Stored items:
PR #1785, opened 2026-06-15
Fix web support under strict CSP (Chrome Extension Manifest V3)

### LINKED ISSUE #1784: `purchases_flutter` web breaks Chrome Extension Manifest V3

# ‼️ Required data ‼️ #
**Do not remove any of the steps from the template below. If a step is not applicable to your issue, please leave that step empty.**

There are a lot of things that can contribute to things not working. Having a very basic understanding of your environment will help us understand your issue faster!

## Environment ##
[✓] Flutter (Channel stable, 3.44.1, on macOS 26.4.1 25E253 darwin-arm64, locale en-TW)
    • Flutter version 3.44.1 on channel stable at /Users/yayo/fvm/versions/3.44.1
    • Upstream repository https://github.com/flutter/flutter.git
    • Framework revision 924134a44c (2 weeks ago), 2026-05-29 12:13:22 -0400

--

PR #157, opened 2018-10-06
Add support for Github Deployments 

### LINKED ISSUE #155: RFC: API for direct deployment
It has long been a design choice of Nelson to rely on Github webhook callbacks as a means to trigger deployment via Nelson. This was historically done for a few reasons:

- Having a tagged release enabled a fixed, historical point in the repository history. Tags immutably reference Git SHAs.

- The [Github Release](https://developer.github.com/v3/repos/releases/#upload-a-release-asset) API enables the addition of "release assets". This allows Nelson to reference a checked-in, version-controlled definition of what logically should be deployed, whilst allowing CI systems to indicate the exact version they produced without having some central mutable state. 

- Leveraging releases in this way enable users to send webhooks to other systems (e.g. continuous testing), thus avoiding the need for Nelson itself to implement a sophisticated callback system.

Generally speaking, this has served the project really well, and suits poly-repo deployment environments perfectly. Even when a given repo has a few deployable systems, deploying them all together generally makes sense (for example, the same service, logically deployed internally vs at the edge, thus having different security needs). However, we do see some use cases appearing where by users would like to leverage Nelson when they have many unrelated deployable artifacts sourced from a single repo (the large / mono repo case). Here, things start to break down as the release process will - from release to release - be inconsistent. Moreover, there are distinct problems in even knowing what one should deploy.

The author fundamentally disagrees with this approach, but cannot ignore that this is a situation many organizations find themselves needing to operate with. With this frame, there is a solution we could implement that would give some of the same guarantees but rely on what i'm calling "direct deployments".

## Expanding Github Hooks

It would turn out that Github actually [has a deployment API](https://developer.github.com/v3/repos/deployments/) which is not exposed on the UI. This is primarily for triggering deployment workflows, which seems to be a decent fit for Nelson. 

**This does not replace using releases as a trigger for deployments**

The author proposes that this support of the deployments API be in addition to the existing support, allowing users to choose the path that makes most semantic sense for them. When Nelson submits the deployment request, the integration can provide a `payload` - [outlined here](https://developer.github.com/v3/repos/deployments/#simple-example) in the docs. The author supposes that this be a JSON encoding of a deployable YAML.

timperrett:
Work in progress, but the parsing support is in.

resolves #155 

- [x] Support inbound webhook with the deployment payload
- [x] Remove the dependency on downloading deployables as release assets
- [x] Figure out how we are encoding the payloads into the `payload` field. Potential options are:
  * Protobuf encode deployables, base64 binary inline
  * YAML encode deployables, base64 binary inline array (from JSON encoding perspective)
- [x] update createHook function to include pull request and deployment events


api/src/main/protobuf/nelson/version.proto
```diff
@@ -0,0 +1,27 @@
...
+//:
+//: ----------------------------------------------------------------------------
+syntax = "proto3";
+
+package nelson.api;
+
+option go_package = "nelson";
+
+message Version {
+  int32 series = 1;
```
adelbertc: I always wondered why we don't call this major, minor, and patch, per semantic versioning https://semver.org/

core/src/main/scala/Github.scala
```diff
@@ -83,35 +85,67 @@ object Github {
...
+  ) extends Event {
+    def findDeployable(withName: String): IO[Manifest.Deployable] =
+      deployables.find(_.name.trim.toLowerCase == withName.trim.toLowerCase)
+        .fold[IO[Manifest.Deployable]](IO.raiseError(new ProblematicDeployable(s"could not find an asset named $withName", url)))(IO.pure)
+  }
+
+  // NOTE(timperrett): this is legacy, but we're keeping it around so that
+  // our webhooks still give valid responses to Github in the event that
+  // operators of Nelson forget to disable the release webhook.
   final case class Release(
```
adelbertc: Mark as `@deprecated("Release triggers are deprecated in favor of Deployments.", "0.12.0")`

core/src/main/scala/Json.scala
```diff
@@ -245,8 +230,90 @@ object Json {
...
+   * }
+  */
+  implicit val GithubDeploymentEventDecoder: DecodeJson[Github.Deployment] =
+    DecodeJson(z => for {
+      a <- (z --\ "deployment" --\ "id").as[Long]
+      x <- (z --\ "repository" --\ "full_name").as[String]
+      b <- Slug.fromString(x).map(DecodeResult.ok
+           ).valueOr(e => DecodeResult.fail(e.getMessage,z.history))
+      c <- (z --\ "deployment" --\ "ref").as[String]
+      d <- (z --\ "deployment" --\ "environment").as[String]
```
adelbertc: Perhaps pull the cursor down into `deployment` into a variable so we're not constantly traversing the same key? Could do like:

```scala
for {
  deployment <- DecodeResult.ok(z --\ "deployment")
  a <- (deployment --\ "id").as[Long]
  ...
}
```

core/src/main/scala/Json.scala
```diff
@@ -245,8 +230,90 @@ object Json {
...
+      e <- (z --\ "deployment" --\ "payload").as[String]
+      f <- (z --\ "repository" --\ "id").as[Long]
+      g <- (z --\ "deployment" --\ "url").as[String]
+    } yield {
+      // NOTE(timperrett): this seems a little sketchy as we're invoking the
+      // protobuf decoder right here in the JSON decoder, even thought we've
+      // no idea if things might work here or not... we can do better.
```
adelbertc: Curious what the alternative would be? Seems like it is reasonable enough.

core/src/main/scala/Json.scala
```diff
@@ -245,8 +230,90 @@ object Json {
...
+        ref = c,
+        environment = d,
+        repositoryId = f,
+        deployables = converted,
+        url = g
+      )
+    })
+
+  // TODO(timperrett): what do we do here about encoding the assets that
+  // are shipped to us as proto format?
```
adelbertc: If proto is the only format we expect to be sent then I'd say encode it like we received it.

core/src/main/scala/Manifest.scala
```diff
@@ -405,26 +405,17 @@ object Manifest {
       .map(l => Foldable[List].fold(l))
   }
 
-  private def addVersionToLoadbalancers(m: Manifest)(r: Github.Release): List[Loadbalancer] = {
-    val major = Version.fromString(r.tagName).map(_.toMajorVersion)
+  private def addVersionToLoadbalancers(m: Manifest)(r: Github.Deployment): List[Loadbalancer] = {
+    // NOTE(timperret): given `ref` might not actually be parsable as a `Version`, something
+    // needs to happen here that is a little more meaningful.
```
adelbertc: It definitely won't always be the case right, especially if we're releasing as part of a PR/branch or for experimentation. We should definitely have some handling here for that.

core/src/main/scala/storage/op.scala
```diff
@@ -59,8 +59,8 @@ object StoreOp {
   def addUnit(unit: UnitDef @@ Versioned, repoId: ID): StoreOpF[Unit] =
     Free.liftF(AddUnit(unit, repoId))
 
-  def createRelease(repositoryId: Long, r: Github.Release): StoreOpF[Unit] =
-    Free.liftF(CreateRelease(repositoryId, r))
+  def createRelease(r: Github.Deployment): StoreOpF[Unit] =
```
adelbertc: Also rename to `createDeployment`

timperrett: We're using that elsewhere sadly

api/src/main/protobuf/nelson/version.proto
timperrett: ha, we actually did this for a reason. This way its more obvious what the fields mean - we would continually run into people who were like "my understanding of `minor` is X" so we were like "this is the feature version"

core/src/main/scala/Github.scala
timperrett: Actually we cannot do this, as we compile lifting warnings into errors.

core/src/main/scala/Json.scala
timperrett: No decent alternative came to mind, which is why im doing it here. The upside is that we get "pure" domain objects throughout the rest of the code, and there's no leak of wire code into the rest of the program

...

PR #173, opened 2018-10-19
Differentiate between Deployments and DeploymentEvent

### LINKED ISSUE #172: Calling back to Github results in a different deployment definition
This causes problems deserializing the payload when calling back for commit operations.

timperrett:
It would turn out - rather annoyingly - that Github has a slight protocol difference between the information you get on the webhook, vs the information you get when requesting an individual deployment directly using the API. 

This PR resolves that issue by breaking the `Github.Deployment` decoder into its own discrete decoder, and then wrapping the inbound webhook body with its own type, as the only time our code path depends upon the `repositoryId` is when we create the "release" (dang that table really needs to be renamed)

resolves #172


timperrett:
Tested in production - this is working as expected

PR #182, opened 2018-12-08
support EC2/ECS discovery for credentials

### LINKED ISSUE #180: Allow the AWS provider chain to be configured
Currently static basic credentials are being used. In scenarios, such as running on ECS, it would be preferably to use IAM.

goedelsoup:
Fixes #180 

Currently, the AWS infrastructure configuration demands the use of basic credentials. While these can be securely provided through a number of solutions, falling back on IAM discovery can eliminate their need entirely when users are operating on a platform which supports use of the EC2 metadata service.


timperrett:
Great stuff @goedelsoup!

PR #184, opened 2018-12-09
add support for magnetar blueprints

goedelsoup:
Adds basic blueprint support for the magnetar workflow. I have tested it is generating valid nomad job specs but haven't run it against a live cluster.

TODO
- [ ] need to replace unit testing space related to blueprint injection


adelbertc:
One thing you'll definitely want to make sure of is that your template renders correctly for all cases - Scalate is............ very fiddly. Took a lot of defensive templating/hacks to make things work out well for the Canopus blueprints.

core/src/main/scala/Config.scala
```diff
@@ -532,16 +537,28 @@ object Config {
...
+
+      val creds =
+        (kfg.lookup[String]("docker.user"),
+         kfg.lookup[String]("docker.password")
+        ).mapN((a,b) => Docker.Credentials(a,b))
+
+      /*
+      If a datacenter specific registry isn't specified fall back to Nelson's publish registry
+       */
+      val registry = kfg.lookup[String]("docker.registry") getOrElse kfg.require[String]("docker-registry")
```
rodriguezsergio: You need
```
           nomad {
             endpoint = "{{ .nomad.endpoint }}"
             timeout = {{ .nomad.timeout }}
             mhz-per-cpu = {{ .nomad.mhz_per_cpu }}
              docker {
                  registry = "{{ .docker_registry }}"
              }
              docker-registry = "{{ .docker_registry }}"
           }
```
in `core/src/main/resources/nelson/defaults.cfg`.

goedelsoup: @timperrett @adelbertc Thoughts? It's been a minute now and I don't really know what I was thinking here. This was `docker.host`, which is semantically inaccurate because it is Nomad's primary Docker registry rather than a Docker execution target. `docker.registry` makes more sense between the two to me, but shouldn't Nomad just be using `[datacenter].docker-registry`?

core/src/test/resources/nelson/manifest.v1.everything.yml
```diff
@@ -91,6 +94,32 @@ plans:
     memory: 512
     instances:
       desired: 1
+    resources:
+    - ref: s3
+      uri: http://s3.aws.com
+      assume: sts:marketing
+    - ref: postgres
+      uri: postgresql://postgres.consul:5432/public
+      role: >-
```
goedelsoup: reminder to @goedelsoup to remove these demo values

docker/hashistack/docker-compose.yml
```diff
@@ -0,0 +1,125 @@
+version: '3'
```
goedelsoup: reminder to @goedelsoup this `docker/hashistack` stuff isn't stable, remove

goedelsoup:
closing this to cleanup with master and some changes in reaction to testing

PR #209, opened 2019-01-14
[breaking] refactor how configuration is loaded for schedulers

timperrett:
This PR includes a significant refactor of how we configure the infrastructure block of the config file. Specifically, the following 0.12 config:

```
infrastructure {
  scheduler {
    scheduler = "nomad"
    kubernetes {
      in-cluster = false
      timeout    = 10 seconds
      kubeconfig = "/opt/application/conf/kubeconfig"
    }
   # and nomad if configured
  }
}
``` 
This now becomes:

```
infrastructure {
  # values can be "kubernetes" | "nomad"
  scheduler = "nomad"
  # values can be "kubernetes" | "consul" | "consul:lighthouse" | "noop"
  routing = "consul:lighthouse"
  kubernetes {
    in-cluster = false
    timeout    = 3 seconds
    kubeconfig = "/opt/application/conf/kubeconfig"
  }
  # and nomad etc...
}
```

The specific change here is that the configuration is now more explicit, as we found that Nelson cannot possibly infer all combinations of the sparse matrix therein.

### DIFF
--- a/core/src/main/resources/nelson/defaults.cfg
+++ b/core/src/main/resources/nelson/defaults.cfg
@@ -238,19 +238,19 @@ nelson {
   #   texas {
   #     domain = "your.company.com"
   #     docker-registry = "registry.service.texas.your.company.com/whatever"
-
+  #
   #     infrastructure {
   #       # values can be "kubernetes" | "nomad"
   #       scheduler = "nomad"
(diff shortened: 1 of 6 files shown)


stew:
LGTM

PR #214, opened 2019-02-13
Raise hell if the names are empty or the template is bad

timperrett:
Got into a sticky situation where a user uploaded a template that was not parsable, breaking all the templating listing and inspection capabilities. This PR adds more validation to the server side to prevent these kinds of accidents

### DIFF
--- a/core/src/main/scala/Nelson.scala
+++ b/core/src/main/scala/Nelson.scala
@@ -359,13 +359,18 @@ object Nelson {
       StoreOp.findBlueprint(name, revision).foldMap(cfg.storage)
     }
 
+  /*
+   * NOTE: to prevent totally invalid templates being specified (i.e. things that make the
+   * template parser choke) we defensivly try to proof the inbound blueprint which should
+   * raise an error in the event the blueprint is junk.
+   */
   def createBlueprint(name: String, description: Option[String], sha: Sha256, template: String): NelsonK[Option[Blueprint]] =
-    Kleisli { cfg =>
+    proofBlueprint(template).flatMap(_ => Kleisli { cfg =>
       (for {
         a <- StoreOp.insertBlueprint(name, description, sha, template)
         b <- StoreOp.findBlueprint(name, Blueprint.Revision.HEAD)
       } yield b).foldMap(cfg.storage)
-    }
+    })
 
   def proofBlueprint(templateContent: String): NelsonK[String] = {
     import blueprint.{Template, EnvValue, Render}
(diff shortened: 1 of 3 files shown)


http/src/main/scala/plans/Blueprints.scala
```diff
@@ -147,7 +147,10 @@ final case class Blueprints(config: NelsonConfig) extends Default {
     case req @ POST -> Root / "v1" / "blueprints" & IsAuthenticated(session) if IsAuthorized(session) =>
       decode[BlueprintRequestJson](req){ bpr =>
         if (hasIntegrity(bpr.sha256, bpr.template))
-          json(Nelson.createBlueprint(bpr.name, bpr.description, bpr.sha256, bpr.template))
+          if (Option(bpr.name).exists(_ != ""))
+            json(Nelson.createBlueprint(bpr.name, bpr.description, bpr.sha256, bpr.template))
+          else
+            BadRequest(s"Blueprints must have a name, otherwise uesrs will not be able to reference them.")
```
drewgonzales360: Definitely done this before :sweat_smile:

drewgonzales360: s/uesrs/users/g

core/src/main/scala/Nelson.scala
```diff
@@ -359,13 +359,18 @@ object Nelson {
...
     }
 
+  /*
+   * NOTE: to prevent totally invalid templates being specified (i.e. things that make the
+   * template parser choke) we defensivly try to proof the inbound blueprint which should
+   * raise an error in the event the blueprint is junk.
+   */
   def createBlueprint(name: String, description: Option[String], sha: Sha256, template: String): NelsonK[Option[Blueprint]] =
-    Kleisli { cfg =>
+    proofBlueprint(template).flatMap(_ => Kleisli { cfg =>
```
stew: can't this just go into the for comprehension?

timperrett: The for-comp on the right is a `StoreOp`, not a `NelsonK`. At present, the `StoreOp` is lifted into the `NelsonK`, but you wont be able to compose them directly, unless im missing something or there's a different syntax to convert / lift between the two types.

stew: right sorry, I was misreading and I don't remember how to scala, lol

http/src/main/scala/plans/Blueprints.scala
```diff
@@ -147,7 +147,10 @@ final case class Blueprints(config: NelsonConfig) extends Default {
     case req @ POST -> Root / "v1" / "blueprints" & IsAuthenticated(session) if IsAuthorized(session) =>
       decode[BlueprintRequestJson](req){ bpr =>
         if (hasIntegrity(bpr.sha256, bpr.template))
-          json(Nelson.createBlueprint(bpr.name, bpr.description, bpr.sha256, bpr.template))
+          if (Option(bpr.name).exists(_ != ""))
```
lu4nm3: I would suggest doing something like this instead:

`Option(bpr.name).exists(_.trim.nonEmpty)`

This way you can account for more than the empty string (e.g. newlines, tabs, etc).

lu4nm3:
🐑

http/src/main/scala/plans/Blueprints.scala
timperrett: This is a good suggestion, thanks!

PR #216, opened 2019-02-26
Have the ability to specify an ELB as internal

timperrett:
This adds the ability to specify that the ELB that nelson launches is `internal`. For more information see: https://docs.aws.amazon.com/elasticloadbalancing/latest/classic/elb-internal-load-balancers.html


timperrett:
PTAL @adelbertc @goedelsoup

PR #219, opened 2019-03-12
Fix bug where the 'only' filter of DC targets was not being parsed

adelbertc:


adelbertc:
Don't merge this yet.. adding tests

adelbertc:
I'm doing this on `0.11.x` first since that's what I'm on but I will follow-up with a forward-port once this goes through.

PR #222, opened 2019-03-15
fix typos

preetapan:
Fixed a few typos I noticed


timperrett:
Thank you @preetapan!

■ Aim of the task
From the records above, quote only the lines running from the line with "PR #1785, opened 2026-06-15" to the line with "2026-05-29 12:13:22 -0400", both lines included.

■ Your response
PR #1785, opened 2026-06-15
Fix web support under strict CSP (Chrome Extension Manifest V3)

### LINKED ISSUE #1784: `purchases_flutter` web breaks Chrome Extension Manifest V3

# ‼️ Required data ‼️ #
**Do not remove any of the steps from the template below. If a step is not applicable to your issue, please leave that step empty.**

There are a lot of things that can contribute to things not working. Having a very basic understanding of your environment will help us understand your issue faster!

## Environment ##
[✓] Flutter (Channel stable, 3.44.1, on macOS 26.4.1 25E253 darwin-arm64, locale en-TW)
    • Flutter version 3.44.1 on channel stable at /Users/yayo/fvm/versions/3.44.1
    • Upstream repository https://github.com/flutter/flutter.git
    • Framework revision 924134a44c (2 weeks ago), 2026-05-29 12:13:22 -0400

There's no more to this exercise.